2020-01-20 Thread Ryan Blue
I sent them to you. I had to go direct because the ASF mailing list will
remove attachments. I'm happy to send them to others if needed as well.

On Sun, Jan 19, 2020 at 9:01 PM Sandeep Katta <
sandeep0102.opensou...@gmail.com> wrote:

> Please send me the patch , I will apply and test.
>
> On Fri, 17 Jan 2020 at 10:33 PM, Ryan Blue  wrote:
>
>> We've implemented these metrics in the RDD (for input metrics) and in the
>> v2 DataWritingSparkTask. That approach gives you the same metrics in the
>> stage views that you get with v1 sources, regardless of the v2
>> implementation.
>>
>> I'm not sure why they weren't included from the start. It looks like the
>> way metrics are collected is changing. There are a couple of metrics for
>> number of rows; looks like one that goes to the Spark SQL tab and one that
>> is used for the stages view.
>>
>> If you'd like, I can send you a patch.
>>
>> rb
>>
>> On Fri, Jan 17, 2020 at 5:09 AM Wenchen Fan  wrote:
>>
>>> I think there are a few details we need to discuss.
>>>
>>> how frequently a source should update its metrics? For example, if file
>>> source needs to report size metrics per row, it'll be super slow.
>>>
>>> what metrics a source should report? data size? numFiles? read time?
>>>
>>> shall we show metrics in SQL web UI as well?
>>>
>>> On Fri, Jan 17, 2020 at 3:07 PM Sandeep Katta <
>>> sandeep0102.opensou...@gmail.com> wrote:
>>>
 Hi Devs,

 Currently DS V2 does not update any input metrics. SPARK-30362 aims at
 solving this problem.

 We can have the below approach. Have marker interface let's say
 "ReportMetrics"

 If the DataSource Implements this interface, then it will be easy to
 collect the metrics.

 For e.g. FilePartitionReaderFactory can support metrics.

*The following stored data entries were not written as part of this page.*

PR #6230, opened 2023-02-02
EVG-16206 Use raw terminal for prompts

bynn:
[EVG-16206](https://jira.mongodb.org/browse/EVG-16206)

### Description 
use raw terminal so we can use arrow keys in prompts 
(this may change anything on a windows machine so if @Kimchelly could try it out I would appreciate it!) 

### Testing 
tried it out on my cli


bynn:
too many complications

 So it will be easy to collect the metrics if FilePartitionReaderFactory
 implements ReportMetrics


 Please let me know the views, or even if we want to have new solution
 or design.

>>>
>>
>> --
>> Ryan Blue
>> Software Engineer
>> Netflix
>>
>

-- 
Ryan Blue
Software Engineer
Netflix


Re: [Discuss] Metrics Support for DS V2

2020-01-19 Thread Sandeep Katta
Please send me the patch , I will apply and test.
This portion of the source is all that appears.